• EXERCISE OBJECTIVE: Reproduce exactly the lines below from the one containing "PR #2299, opened 2020-03-07" through the one containing "is set to -1.", including both, and nothing else.

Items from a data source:
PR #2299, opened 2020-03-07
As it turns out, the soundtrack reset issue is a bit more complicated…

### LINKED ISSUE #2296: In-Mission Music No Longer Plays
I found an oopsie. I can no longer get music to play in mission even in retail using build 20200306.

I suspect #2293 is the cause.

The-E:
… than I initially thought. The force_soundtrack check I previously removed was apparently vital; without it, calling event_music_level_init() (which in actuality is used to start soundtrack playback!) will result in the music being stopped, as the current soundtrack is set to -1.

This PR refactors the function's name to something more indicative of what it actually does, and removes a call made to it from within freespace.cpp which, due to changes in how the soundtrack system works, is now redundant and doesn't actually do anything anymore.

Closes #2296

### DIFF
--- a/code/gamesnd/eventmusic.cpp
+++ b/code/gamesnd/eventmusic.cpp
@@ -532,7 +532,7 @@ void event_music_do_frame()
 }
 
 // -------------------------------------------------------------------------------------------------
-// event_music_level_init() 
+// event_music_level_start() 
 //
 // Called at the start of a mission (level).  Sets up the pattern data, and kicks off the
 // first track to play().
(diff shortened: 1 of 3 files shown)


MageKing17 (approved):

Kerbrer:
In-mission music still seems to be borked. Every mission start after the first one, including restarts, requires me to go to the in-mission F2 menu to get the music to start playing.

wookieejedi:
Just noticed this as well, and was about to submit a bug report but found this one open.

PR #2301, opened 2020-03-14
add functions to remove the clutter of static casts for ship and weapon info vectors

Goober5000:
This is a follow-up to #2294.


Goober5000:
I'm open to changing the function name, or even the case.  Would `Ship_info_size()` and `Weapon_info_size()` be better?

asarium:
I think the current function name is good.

* * *

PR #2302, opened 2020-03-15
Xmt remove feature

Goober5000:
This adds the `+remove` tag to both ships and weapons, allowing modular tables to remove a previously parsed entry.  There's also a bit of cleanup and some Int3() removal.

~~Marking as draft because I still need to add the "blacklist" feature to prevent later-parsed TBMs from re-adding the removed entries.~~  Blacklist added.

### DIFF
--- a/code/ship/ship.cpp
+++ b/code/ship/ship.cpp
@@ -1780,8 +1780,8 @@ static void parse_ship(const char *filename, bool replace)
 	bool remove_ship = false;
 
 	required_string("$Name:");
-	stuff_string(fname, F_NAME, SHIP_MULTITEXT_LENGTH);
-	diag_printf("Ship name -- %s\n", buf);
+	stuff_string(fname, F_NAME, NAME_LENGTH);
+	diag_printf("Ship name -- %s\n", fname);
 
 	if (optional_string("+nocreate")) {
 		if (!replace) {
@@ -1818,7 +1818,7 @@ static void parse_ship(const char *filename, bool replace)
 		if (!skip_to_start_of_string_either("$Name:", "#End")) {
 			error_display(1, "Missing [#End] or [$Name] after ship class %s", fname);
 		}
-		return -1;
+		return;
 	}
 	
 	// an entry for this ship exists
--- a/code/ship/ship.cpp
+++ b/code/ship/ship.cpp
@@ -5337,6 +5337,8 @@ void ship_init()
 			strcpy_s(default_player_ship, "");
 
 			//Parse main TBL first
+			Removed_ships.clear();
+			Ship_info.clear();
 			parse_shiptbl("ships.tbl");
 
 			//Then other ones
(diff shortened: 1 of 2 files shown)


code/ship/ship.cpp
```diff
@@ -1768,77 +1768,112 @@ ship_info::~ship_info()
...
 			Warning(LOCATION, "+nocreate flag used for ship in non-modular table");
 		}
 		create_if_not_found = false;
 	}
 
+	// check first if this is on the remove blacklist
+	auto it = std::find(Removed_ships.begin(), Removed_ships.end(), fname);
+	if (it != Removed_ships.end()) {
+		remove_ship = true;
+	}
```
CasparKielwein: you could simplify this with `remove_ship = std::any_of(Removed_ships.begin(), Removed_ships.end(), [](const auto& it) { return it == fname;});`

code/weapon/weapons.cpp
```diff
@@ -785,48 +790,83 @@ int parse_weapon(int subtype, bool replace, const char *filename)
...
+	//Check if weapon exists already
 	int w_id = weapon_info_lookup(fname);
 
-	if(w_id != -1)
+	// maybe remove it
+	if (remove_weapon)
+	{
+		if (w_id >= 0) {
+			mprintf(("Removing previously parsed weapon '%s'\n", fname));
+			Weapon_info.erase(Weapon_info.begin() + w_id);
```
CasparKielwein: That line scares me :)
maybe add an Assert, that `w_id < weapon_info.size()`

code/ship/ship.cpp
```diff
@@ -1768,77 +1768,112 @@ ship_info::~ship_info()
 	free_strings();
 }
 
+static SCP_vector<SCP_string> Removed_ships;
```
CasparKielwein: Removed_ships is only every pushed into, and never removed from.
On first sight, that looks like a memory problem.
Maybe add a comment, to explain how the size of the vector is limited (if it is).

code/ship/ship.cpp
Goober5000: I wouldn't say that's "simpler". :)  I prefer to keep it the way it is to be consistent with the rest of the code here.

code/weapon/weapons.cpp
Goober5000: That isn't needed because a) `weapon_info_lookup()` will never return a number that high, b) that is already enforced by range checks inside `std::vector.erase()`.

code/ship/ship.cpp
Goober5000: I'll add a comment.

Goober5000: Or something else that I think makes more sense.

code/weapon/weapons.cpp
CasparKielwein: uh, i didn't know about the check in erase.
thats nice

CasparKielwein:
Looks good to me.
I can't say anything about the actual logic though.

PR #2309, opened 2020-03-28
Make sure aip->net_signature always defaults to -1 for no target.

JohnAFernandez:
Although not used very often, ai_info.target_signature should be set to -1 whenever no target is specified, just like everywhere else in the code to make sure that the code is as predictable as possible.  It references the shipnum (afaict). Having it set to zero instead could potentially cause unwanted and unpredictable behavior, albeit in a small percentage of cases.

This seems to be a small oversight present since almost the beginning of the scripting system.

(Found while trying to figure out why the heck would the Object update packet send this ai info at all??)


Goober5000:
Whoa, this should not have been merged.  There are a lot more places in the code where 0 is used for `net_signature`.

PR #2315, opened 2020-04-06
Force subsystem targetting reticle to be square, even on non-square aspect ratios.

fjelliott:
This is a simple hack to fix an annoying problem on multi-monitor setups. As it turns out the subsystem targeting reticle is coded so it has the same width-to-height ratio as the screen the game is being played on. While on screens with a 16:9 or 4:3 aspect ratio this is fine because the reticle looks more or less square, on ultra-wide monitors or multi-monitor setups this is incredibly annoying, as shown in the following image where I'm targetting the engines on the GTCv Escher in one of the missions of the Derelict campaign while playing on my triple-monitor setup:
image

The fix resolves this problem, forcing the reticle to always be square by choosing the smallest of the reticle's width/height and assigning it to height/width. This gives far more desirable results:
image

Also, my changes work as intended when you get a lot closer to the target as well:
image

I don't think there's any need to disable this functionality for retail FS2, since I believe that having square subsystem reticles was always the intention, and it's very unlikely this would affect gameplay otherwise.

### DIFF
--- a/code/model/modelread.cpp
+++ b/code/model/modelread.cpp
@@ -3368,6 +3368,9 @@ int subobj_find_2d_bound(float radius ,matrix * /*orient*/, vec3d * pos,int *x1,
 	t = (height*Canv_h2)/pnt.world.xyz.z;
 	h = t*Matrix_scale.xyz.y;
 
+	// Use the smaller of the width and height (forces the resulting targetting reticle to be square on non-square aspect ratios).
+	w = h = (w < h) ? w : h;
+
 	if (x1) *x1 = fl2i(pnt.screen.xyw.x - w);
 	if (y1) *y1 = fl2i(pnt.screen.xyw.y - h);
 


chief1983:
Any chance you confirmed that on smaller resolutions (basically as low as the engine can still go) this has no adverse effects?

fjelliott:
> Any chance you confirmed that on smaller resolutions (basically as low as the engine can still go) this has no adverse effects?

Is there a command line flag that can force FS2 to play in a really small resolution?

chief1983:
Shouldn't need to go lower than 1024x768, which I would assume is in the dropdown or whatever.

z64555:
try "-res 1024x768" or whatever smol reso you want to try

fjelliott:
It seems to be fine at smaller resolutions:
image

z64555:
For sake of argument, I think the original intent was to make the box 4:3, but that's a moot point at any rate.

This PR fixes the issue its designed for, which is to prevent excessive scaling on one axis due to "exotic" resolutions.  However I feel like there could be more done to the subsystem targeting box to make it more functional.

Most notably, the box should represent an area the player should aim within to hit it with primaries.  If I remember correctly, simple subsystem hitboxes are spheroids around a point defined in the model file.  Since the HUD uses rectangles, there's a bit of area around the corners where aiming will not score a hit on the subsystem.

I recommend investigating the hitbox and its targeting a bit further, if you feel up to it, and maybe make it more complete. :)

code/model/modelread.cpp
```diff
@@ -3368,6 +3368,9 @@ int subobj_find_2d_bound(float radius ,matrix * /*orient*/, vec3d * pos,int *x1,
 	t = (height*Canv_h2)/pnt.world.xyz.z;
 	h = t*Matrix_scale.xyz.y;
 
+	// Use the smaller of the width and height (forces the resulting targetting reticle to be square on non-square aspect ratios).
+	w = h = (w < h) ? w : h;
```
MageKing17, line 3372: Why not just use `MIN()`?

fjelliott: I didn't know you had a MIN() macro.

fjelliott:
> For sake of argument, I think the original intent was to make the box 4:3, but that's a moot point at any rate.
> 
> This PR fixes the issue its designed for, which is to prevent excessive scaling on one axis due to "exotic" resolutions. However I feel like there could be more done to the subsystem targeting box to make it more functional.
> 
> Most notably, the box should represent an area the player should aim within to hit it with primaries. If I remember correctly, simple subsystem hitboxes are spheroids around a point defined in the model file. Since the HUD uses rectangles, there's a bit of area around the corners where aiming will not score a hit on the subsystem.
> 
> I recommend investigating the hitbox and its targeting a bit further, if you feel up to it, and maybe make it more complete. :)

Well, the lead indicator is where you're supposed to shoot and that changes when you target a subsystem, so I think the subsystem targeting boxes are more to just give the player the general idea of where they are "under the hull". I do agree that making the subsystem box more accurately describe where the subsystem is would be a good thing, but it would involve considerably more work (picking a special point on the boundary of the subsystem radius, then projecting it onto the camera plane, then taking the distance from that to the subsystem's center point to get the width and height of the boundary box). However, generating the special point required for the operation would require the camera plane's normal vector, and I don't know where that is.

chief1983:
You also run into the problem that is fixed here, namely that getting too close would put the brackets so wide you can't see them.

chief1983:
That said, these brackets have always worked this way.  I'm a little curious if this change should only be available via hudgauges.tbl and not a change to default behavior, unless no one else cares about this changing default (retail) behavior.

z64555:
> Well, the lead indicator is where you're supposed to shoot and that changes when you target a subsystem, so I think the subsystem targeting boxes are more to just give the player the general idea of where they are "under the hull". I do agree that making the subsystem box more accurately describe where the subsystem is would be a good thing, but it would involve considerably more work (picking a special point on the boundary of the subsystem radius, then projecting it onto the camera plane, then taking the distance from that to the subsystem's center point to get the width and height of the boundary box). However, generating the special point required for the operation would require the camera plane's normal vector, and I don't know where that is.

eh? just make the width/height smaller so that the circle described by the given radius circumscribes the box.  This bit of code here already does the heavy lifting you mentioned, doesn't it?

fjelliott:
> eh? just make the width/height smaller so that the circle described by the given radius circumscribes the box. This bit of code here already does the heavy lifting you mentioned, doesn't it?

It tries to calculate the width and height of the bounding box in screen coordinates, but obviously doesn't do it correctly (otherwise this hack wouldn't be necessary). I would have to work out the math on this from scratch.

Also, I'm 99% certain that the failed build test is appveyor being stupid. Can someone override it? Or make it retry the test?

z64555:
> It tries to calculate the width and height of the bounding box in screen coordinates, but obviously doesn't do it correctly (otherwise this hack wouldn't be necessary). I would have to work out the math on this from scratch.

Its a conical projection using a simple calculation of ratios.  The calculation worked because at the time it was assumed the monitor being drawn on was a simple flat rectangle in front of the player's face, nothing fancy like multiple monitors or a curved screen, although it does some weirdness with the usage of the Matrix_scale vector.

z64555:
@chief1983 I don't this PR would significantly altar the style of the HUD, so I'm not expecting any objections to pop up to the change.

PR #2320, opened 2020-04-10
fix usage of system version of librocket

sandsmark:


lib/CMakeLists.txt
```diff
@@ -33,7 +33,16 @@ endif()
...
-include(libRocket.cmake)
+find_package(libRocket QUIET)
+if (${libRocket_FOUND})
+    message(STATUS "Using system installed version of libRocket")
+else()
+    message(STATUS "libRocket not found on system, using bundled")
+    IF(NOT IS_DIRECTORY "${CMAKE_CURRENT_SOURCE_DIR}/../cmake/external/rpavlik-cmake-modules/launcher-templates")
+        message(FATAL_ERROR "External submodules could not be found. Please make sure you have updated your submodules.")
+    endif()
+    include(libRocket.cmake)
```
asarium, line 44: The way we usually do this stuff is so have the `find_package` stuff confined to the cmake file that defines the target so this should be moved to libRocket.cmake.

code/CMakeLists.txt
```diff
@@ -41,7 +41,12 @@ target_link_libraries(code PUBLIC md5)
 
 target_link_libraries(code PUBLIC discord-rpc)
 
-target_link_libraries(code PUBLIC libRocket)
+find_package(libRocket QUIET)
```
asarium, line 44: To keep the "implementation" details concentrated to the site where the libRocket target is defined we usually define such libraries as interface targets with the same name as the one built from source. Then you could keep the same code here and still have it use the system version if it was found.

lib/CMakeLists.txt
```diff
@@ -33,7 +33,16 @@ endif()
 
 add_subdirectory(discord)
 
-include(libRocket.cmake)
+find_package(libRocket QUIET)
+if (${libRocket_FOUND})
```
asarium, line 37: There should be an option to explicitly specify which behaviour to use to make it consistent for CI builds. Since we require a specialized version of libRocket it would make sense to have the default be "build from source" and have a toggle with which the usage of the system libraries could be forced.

---

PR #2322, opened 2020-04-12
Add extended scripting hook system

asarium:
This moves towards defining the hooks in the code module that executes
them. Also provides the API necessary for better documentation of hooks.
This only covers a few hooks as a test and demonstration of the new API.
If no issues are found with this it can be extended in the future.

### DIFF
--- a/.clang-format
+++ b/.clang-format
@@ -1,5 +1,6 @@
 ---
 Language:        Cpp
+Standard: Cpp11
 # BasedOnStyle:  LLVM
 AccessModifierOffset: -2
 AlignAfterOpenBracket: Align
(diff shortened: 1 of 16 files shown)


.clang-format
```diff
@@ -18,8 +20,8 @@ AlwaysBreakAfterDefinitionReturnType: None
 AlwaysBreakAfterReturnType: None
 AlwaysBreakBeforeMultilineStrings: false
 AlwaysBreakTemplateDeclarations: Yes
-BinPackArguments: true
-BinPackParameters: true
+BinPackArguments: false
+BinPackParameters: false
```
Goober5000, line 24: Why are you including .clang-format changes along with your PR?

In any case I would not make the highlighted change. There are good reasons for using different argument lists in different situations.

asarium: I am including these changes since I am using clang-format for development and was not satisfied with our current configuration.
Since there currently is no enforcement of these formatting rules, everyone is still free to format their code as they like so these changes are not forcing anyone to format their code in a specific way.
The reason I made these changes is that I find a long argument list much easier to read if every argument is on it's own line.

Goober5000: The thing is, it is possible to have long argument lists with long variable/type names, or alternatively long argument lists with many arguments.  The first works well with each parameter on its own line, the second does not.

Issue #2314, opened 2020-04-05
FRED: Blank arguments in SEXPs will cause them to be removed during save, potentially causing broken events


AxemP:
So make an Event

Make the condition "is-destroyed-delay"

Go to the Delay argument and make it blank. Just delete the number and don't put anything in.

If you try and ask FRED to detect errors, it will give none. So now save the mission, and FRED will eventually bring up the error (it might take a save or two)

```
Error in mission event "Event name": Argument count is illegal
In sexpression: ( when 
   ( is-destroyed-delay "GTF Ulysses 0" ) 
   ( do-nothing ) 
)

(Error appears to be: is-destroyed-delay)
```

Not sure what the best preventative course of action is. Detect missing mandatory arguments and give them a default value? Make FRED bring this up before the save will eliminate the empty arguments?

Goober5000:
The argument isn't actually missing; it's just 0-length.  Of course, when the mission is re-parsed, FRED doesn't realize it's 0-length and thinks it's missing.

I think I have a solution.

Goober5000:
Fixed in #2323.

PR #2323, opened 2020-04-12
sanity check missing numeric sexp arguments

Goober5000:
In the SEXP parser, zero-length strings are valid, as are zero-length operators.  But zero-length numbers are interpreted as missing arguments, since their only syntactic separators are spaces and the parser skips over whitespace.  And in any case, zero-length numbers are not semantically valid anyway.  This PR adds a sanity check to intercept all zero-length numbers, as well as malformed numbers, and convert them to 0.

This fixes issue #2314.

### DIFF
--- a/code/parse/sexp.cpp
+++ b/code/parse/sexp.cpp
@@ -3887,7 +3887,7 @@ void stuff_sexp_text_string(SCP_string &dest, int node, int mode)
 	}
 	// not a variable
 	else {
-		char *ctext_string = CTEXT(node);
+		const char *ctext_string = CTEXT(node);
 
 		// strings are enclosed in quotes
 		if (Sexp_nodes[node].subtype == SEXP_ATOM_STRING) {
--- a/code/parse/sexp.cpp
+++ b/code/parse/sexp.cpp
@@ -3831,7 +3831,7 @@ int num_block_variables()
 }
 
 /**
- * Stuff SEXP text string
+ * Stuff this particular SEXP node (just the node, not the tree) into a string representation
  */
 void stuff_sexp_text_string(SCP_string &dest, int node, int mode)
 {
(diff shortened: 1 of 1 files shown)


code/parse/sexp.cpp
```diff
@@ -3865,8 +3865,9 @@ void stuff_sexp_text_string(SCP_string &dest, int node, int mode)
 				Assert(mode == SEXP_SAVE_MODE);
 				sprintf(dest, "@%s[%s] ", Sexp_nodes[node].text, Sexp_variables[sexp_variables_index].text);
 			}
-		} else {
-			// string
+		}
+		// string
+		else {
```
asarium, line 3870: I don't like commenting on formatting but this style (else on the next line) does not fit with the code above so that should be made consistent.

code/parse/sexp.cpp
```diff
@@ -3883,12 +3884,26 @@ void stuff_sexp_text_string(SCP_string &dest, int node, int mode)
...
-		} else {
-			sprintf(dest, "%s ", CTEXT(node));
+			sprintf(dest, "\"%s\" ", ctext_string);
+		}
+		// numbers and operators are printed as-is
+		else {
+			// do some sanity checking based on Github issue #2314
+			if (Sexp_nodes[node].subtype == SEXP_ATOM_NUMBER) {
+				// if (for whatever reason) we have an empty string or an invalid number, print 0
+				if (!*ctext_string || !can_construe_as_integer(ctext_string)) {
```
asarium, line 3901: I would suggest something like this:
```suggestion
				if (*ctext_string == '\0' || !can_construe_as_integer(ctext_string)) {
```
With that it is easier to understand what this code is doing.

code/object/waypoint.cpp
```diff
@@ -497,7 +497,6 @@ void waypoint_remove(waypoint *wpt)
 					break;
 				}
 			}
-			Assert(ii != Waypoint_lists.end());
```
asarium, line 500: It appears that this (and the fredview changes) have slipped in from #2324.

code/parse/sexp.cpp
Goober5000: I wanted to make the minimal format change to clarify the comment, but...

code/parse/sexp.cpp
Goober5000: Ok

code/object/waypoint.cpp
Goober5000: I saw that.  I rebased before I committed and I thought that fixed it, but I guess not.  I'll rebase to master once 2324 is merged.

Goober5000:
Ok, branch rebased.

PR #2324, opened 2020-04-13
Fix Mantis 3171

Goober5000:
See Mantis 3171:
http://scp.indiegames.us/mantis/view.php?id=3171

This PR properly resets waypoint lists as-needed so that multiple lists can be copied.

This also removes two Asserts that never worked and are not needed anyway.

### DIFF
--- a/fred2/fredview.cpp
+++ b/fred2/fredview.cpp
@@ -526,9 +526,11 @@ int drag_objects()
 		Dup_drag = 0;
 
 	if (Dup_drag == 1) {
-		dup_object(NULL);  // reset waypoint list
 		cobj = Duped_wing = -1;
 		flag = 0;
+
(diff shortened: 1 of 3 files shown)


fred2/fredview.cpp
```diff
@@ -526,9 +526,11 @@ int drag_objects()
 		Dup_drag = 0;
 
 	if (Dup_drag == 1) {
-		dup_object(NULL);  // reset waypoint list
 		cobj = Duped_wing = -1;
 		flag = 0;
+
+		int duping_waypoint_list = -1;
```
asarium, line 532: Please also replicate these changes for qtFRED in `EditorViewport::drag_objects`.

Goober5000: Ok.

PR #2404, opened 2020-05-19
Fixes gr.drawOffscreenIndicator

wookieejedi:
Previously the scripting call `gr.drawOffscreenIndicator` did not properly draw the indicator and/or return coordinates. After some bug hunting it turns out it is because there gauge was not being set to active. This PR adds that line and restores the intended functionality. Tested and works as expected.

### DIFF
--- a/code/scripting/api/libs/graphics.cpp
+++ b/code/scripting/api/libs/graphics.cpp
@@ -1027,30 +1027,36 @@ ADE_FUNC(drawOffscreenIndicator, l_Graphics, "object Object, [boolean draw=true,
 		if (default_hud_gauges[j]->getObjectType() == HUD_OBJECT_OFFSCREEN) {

• EXERCISE OUTPUT:
PR #2299, opened 2020-03-07
As it turns out, the soundtrack reset issue is a bit more complicated…

### LINKED ISSUE #2296: In-Mission Music No Longer Plays
I found an oopsie. I can no longer get music to play in mission even in retail using build 20200306.

I suspect #2293 is the cause.

The-E:
… than I initially thought. The force_soundtrack check I previously removed was apparently vital; without it, calling event_music_level_init() (which in actuality is used to start soundtrack playback!) will result in the music being stopped, as the current soundtrack is set to -1.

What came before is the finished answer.